Question

Pure acid is to be added to a 10% acid solution to obtain 90L of 22% solution. What amount of each solution should be used?

Answer 1

Mix the following to obtain the desired solution:

• 
  `\rm 12 \; L` of the 100%-pure acid solution, and
• 
  `\rm 78\; L` of the 22% acid solution.

Assumption:

After mixing, the volume of the final solution is equal to the volume of the 22% solution plus the volume of the pure acid solution.

Explanation:

Let the volume of the pure acid required be
`\rm x` liters.

The volume of the final solution is given to be 90 liters. If the assumption is true, the volume of the 22% solution has to be equal to
`(90 - x)` liters.

`\text{Solvent} = \text{Solution} * \text{Concentration}`.

Amount of solvent from that
`x` liters pure acid solution:

`\displaystyle x \cdot 100\% = x \cdot (100)/(100) = x`.
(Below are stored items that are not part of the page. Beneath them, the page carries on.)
PR #325, opened 2015-01-17
installing latest stable release and git built fish versions

bpinto:


.travis.yml
```diff
@@ -2,6 +2,7 @@ language: c
 
 env:
   - FISH_PPA=nightly-master
+  - FISH_PPA=release-2
```
bucaran: I originally had this too, but it failed like 70 times, and around that time I gave up, but I knew it would come back to hunt me! :laughing:

bpinto: lol, it is failing :P

bpinto:
Can I do this?

```
if status --is-interactive
  exec fish < /dev/tty
end

exit 0
```

Or will the `exit` cause the `fish` call to exit too?

bpinto:
Maybe `--is-interactive` is not available?

bucaran:
`exec fish < /dev/tty` get skipped in the travis build, that's why it's there.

Amount of solvent from that
`(90 - x)` liters of 10% acid solution:

`\displaystyle (90 - x) \cdot 10\% = (90 -x) \cdot (10)/(100) = 9 - 0.1 x`.

Solvent from the two solutions, combined:

`x + (9 - 0.1x) = 0.9x + 9`.

Concentration the mixed solution:

`\displaystyle \text{Concentration} = \frac{\text{Solvent}}{\text{Solution}} = (0.9x + 9)/(90) = 0.01x + 0.1`.

This concentration is expected to be equal to

`\displaystyle 22\% = (22)/(100) = 0.22`.

In other words,

`0.01x + 0.1 = 0.22`.

Solve for
`x`:

`x = 12`.

That is:
`12` liters of the pure acid is required. Another
`90 - 12 = 78` liters of the 22% solution will be required.